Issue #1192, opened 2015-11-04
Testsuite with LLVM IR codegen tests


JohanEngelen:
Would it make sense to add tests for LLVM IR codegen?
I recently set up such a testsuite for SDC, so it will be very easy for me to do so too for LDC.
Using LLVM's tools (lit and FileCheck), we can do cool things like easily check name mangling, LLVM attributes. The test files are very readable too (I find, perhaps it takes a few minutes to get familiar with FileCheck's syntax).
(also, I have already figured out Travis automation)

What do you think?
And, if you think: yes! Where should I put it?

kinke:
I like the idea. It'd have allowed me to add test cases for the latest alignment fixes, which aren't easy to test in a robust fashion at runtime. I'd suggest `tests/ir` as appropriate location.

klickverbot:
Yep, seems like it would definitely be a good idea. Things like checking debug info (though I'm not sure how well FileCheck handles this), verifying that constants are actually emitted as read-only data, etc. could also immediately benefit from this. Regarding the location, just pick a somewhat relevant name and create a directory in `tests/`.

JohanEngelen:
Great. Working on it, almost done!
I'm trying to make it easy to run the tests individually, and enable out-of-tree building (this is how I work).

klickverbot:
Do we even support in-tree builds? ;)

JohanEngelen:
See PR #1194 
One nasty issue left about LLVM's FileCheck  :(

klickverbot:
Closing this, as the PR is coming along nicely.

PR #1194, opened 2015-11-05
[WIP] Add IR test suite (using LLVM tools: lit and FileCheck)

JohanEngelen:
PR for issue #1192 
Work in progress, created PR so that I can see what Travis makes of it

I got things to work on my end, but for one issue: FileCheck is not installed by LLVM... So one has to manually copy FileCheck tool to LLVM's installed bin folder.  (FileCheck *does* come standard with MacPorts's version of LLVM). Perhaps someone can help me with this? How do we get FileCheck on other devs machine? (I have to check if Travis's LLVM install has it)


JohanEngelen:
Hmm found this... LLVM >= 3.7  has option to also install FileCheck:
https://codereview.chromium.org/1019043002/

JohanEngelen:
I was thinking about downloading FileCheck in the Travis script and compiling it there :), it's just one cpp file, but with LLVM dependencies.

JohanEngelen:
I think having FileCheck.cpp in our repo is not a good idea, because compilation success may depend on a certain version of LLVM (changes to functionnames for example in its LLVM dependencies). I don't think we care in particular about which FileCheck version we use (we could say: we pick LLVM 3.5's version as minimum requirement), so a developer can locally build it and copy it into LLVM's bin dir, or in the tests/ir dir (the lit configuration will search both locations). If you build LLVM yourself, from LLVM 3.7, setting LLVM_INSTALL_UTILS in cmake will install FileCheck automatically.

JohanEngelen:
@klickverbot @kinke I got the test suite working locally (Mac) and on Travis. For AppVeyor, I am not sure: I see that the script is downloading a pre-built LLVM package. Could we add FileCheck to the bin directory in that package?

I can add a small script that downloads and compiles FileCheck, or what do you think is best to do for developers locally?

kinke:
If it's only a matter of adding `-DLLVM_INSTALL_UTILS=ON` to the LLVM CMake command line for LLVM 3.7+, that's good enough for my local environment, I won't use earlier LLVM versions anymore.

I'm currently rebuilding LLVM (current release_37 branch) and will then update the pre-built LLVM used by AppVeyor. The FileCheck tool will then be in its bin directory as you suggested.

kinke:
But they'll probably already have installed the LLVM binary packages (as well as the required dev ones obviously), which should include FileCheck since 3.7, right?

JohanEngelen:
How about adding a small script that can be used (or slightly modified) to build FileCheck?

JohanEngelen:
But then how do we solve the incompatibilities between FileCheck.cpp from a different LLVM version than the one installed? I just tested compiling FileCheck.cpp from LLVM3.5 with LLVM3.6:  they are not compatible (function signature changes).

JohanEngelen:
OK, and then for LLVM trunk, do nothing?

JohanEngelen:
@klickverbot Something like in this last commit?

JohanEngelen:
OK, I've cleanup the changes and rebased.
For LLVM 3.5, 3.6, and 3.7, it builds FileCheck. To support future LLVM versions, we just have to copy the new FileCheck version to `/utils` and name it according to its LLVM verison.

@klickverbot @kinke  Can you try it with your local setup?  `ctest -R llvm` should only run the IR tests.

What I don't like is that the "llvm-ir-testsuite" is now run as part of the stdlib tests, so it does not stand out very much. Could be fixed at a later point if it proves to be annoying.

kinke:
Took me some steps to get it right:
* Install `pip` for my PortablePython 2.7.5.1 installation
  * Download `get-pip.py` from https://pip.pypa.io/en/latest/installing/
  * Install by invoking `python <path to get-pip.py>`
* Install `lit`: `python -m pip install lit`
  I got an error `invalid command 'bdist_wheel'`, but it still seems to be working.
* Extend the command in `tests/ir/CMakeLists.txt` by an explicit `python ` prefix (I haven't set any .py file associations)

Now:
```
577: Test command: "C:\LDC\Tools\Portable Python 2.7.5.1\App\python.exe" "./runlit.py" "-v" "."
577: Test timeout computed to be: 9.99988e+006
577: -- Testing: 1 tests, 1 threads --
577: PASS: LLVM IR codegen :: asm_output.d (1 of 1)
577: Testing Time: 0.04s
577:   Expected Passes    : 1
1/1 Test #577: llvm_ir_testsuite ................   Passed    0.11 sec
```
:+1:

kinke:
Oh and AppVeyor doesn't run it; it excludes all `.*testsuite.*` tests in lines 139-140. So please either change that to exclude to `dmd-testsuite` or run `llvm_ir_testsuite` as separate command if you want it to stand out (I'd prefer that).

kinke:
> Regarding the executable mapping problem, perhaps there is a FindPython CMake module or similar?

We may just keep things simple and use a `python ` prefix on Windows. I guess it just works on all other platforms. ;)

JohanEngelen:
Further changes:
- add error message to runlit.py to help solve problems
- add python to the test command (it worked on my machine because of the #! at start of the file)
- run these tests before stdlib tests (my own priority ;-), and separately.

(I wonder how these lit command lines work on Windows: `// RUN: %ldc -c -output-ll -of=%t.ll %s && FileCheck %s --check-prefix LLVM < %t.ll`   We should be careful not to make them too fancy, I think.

::::::::::

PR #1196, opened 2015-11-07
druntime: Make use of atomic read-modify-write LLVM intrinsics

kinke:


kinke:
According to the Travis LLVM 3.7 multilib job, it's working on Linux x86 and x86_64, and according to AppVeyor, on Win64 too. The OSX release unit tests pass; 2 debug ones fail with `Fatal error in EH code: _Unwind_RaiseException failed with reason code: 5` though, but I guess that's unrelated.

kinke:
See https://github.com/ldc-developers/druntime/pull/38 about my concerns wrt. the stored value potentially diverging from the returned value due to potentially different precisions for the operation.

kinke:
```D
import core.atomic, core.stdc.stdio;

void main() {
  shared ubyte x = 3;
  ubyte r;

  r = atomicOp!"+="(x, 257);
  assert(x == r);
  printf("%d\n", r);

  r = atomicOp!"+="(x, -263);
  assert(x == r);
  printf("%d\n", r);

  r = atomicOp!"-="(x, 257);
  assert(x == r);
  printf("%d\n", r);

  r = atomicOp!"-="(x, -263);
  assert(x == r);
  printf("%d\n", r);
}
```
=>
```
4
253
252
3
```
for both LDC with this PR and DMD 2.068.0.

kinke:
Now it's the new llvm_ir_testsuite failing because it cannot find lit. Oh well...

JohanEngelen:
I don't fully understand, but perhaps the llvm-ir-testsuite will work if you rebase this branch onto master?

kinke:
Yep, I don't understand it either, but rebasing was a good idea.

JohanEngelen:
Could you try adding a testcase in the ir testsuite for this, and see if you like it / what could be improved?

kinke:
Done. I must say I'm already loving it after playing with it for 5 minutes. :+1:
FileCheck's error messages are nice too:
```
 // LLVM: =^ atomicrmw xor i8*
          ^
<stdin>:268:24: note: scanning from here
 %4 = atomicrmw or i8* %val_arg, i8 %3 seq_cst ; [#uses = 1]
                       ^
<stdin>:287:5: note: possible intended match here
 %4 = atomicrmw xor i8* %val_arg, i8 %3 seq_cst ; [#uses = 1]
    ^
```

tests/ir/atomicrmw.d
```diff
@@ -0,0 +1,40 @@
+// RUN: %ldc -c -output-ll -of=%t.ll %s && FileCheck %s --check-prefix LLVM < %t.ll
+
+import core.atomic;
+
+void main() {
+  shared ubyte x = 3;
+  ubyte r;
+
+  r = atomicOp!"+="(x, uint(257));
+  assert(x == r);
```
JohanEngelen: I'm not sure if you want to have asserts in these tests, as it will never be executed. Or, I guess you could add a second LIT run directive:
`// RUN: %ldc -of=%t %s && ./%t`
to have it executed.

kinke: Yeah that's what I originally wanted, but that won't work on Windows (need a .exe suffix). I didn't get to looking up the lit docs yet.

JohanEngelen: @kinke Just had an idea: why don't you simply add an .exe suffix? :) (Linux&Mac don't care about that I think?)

::::::::::

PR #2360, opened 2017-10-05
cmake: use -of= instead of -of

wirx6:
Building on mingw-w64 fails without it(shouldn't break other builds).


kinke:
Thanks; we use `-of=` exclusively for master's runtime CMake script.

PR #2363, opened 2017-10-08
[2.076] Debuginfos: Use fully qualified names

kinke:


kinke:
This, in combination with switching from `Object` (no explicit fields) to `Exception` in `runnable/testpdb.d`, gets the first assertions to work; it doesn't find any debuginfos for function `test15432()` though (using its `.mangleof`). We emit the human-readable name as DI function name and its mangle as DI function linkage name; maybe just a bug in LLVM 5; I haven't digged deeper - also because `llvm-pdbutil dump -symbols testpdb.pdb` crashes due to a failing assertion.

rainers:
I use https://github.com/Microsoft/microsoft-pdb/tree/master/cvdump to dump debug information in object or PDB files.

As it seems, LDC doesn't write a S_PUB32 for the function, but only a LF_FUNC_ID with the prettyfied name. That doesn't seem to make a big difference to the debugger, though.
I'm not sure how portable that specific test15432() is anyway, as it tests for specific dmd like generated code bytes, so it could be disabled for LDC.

::::::::::

> [Work request] Looking at the listing above, how many of its lines contain "versions"? Say only the number.

> [Response] 2